Parmi elles, il en est une consistant à croire que
l’enseignement actuel est centré sur le professeur. Ce serait la raison des
mauvais résultats des élèves. Je ne connais pas l’histoire de cette expression “centré
sur l’enseignant” mais en tout cas son auteur peut se réjouir du succès de
sa création. Combien de fois ne nous a-t-on pas expliqué que l’enseignement
actuel avait de mauvais résultats car trop “centré sur l’enseignant”…
Que signifie “centré sur l’enseignant” ? S’agit-il
d’une façon de faire mettant en vedette le professeur, faisant de lui l’élément
indispensable de l’acte d’enseigner ? S’agit-il de vénérer un personnage
omnipotent inculquant « la » vérité du haut de ses
connaissances ? S’agit-il d’un gourou entouré d’adeptes plus ou moins
décérébrés le suivant aveuglément ? En fait, il y a un peu de tout cela.
L’expression a une forte connotation négative, sans que l’on sache vraiment
pourquoi. Chacun a maintenant intégré l’idée qu’un enseignement centré sur
l’enseignant était une mauvaise chose. Et l’on ne prend même plus la peine de
dire pourquoi ni comment.
Autant la discussion entre courants pédagogiques
pourrait être fructueuse, autant ce genre d’anathème dépourvu de toute
explication me semble dangereux. En corollaire de cette expression, il y a
l’expression symétrique “enseignement centré sur l’enfant” ou puéro-centré.

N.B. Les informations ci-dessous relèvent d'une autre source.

PR #14701, opened 2024-07-13
[Merged by Bors] - feat(Algebra/Polynomial/Basic): transfer some `Finsupp` smul lemmas to polynomials

Command-Master:
Add `sum_smul_index'` and `smul_sum` for polynomials.

---

[Open in Gitpod](https://gitpod.io/from-referrer/)

PR #14702, opened 2024-07-13
[Merged by Bors] - feat(Algebra/Polynomial/Derivation): coefficient-wise derivation on a polynomial

Command-Master:
Define `Derivation.coeffwise`, which applies the derivation to the a polynomial coefficient-wise.

---

- [x] depends on: #14701


erdOne (commented):
```lean
/--
The `R`-derivation from `A[X]` to `M[X]` which applies the derivative to each
of the coefficients.
-/
def coeffwise : Derivation R A[X] (PolynomialModule A M) where
  __ := (PolynomialModule.map A d.toLinearMap).comp
    PolynomialModule.equivPolynomial.symm.toLinearMap
  map_one_eq_zero' := show (Finsupp.single 0 1).mapRange (d : A → M) d.map_zero = 0 by simp
  leibniz' p q := by
    dsimp 
    induction p using Polynomial.induction_on' with
    | h_add => simp only [add_mul, map_add, add_smul, smul_add, add_add_add_comm, *]
    | h_monomial n a =>
      induction q using Polynomial.induction_on' with
      | h_add => simp only [mul_add, map_add, add_smul, smul_add, add_add_add_comm, *]
      | h_monomial m b =>
        refine Finsupp.ext fun i ↦ ?_
        dsimp [PolynomialModule.equivPolynomial, PolynomialModule.map]
        simp only [toFinsupp_mul, toFinsupp_monomial, AddMonoidAlgebra.single_mul_single]
        show d _ = _ + _
        erw [Finsupp.mapRange.linearMap_apply, Finsupp.mapRange.linearMap_apply]
        rw [Finsupp.mapRange_single, Finsupp.mapRange_single]
        erw [PolynomialModule.monomial_smul_single, PolynomialModule.monomial_smul_single]
        simp only [AddMonoidAlgebra.single_apply, apply_ite d, leibniz, map_zero, coeFn_coe,
          PolynomialModule.single_apply, ite_add_zero, add_comm m n]

@[simp]
lemma coeffwise_apply (p : A[X]) (i) :
    d.coeffwise p i = d (coeff p i) := rfl

@[simp]
lemma coeffwise_monomial (n) (x : A) :
    d.coeffwise (monomial n x) = .single A n (d x) := Finsupp.ext fun _ ↦ by
  simp [coeff_monomial, apply_ite d, PolynomialModule.single_apply]

@[simp]
lemma coeffwise_X :
    d.coeffwise (X : A[X]) = 0 := Finsupp.ext fun _ ↦ by
  simp [← monomial_one_one_eq_X]

theorem apply_eval_eq (x : A) (p : A[X]) :
    d (eval x p) = PolynomialModule.eval x (d.coeffwise p) + eval x (derivative p) • d x := by
  induction p using Polynomial.induction_on' with
  | h_add => simp_all only [eval_add, map_add, add_smul]; abel
  | h_monomial n a =>
    simp only [eval_monomial, leibniz, leibniz_pow, coeffwise_monomial,
      PolynomialModule.eval_single, derivative_monomial, ← mul_smul, nsmul_eq_smul_cast A]
    rw [add_comm]
    congr 2
    ring
```
This seems like a better approach. Note that you would need to relax the typeclass arguments on `PolynomialModule.map` to make this work.
By the way it would be nice if you can identify the missing lemmas and remove those `erw`s.

Command-Master:
How could the typeclass parameters of `PolynomialModule.map` be relaxed? Its domain is `PolynomialModule R M`, which requires `CommRing R`. You'd have to relax all of `PolynomialModule`.

erdOne:
You're right. Then that's the thing to do if you really care about semirings.

Command-Master:
I added the lemmas. I'm not sure about changing the definition - it makes `coeffwise_apply` definitional, and is a bit cleaner, but loses `R` being a semiring.

erdOne:
I don't think that matters much, unless you absolutely need semirings. Someone else who needs semirings may generalise `PolynomialModule` altogether.

Mathlib/Algebra/Polynomial/Derivation.lean
```diff
@@ -5,6 +5,7 @@ Authors: Kevin Buzzard, Richard Hill
 -/
 import Mathlib.Algebra.Polynomial.AlgebraMap
 import Mathlib.Algebra.Polynomial.Derivative
+import Mathlib.Algebra.Polynomial.Module.Basic
```
semorrison, line 8: I think you should create a new file for this material. One shouldn't need to know about `PolynomialModule` just to talk about the basic material here.

Mathlib/Algebra/Polynomial/Derivation.lean
```diff
@@ -148,4 +151,87 @@ theorem comp_aeval_eq (d : Derivation R A M) (f : R[X]) :
...
+section coeffwise
+
+variable {R A M : Type*} [CommRing R] [CommRing A] [Algebra R A] [AddCommGroup M]
+  [Module A M] [Module R M] [IsScalarTower R A M] (d : Derivation R A M) (a : A)
+
+/--
+The `R`-derivation from `A[X]` to `M[X]` which applies the derivative to each
+of the coefficients.
+-/
+def coeffwise : Derivation R A[X] (PolynomialModule A M) where
```
semorrison, line 165: Could we have a more standard make?

Either `mapCoeffs` or `Derivation.polynomialModule`?

Command-Master: Renamed to `mapCoeffs`.

Mathlib/Algebra/Polynomial/Derivation.lean
erdOne: I don't really understand this concern. `PolynomialModule` is a basic file and the imports of that file are already imported by `Polynomial/Derivation`. Anyways splitting is still nice but I think it's confusing to have `Polynomial/Derivation` and `Derivation/Polynomial`. Can you give it a better name?

Command-Master: Is there anything you suggest?

erdOne: Not sure. Maybe `Polynomial/Derivation/MapCoeffs` and the original file to `Polynomial/Derivation/Basic`

Command-Master: I'm not sure if `Polynomial/Derivation` should be a directory, is there anything else which could be placed there?

Command-Master: Perhaps the original file could be moved to `RingTheory/Derivation/Polynomial` and this will be `RingTheory/Derivation/MapCoeffs`?

Mathlib/RingTheory/Derivation/MapCoeffs.lean
```diff
@@ -0,0 +1,98 @@
...
+
+@[simp]
+lemma mapCoeffs_X :
+    d.mapCoeffs (X : A[X]) = 0 := by simp [← monomial_one_one_eq_X]
+
+@[simp]
+lemma mapCoeffs_C (x : A) :
+    d.mapCoeffs (C x) = .single A 0 (d x) := by simp [← monomial_zero_left]
+
+variable {K M' : Type*} [CommRing K] [Algebra R K] [Algebra A K]
```
jcommelin, line 67: Could you please rename `K` to `B`? To me, `K` suggests that it is a field.

Note that, in VSCode, if you place your cursor on `K` and hit <F2> then you can rename it once, and it will update all other occurences of `K` for you.

Mathlib/RingTheory/Derivation/MapCoeffs.lean
```diff
@@ -0,0 +1,98 @@
...
+    [AddCommGroup M'] [Module K M'] [Module R M'] [Module A M']
+
+theorem apply_aeval_eq' (d2 : Derivation R K M') (f : M →ₗ[A] M')
```
jcommelin, line 70: Would it make sense to rename `d2` to `d'`, in analogy with `M` and `M'`?

Mathlib/RingTheory/Derivation/MapCoeffs.lean
```diff
@@ -0,0 +1,98 @@
...
+namespace Derivation
+
+variable {R A M : Type*} [CommRing R] [CommRing A] [Algebra R A] [AddCommGroup M]
+  [Module A M] [Module R M] [IsScalarTower R A M] (d : Derivation R A M) (a : A)
+
+/--
+The `R`-derivation from `A[X]` to `M[X]` which applies the derivative to each
+of the coefficients.
+-/
+def mapCoeffs : Derivation R A[X] (PolynomialModule A M) where
```
YaelDillies, line 28: This name is ambiguous in that one could also derive the a multivariate polynomial coefficient-wise. What about something like this?
```suggestion
def polynomialCoeffs : Derivation R A[X] (PolynomialModule A M) where
```

Mathlib/RingTheory/Derivation/MapCoeffs.lean
```diff
@@ -0,0 +1,98 @@
...
+Released under Apache 2.0 license as described in the file LICENSE.
+Authors: Daniel Weber
+-/
+import Mathlib.RingTheory.Derivation.Basic
+import Mathlib.Algebra.Polynomial.Module.Basic
+
+/-!
+# Derivations of univariate polynomials
+
+In this file we prove properties about `R`-derivations of `Polynomial A`.
```
YaelDillies, line 12: I feel like this is a bit of a blank statement. Eg you are not proving anything about the obvious derivation on polynomials which sends `X ^ n` to `n • X ^ (n - 1)`. Can you expand?

Mathlib/RingTheory/Derivation/MapCoeffs.lean
Command-Master: Should I also change the file name, or is it ok?

Command-Master: Thinking about it a bit more, I don't love `polynomialCoeffs` - it feels weird to write `D.polynomialCoeffs p`

YaelDillies: I would personally just call it `Derivation.Polynomial`, but I don't know 🤷

Command-Master: Perhaps just `Derivation.poly`? Or is that too confusing?

YaelDillies: In absolute, it might not be confusing. But here it would be confusing to the extent that existing files about `Polynomial` have `Polynomial` in their name, not just `Poly`.

Command-Master: Perhaps `Polynomial.differentiateCoeffs`? Also that's still quite long

Command-Master: This was originally in the same file as that derivation (`Algebra/Polynomial/Derivation`), but I moved it to this file

YaelDillies: Oh I see. I guess it can go back there

Command-Master: @semorrison @erdOne could we get your opinions on this?

Command-Master: In #14967 I also import `RingTheory.Derivation.DifferentialRing` to this file, so I think it's good to keep as a separate file

Command-Master: How bad do you think this name is? I'm unable to think of any alternative I like

YaelDillies: I guess it's fine, but let's not resolve this conversation in case someone thinks of a better name

YaelDillies (approved):
maintainer merge

riccardobrasca:
Thanks!

bors merge

Command-Master:
bors merge

Ruben-VandeVelde:
maintainer merge

riccardobrasca:
bors merge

Tout autant dépourvue de sens précis. Vu que toute forme d’enseignement a pour
but d’instruire les enfants, comment pourraient-ils ne pas être au centre des
préoccupations du pédagogue ? De la même manière que tout enseignement
ayant besoin d’un professeur, il se trouve par conséquent au cœur de la
mission qui lui est confiée.
Cette maladroite, pour ne pas dire malhonnête,
antinomie n’a pas lieu d’être. En lieu et place on devrait plutôt opposer un
enseignement transmissif direct à un enseignement non transmissif. Car c’est
vraiment là que se situe la différence entre partisans et praticiens de
l’enseignement direct et transmissif et défenseurs du constructivisme. Les
premiers savent qu’un enseignement direct et explicite porte ses fruits et
revendiquent cette méthode pour plus d’efficacité ; ils s’appuient sur des
résultats avérés dans les classes ainsi que sur la recherche pédagogique et neuro-cognitive
et sur des expérimentations à large échelle. Les autres, partisans du
constructivisme, pensent que les méthodes de découverte basées sur des
situations problèmes sont le meilleur outil pour les apprentissages.
Malheureusement, ils ne s’appuient sur aucune étude de grande ampleur ni sur
aucune recherche neuro-cognitive pour confirmer leur hypothèse. Bien au
contraire, la recherche montre que les approches peu guidées sont dommageables
pour les élèves et en particulier pour les plus faibles d’entre eux.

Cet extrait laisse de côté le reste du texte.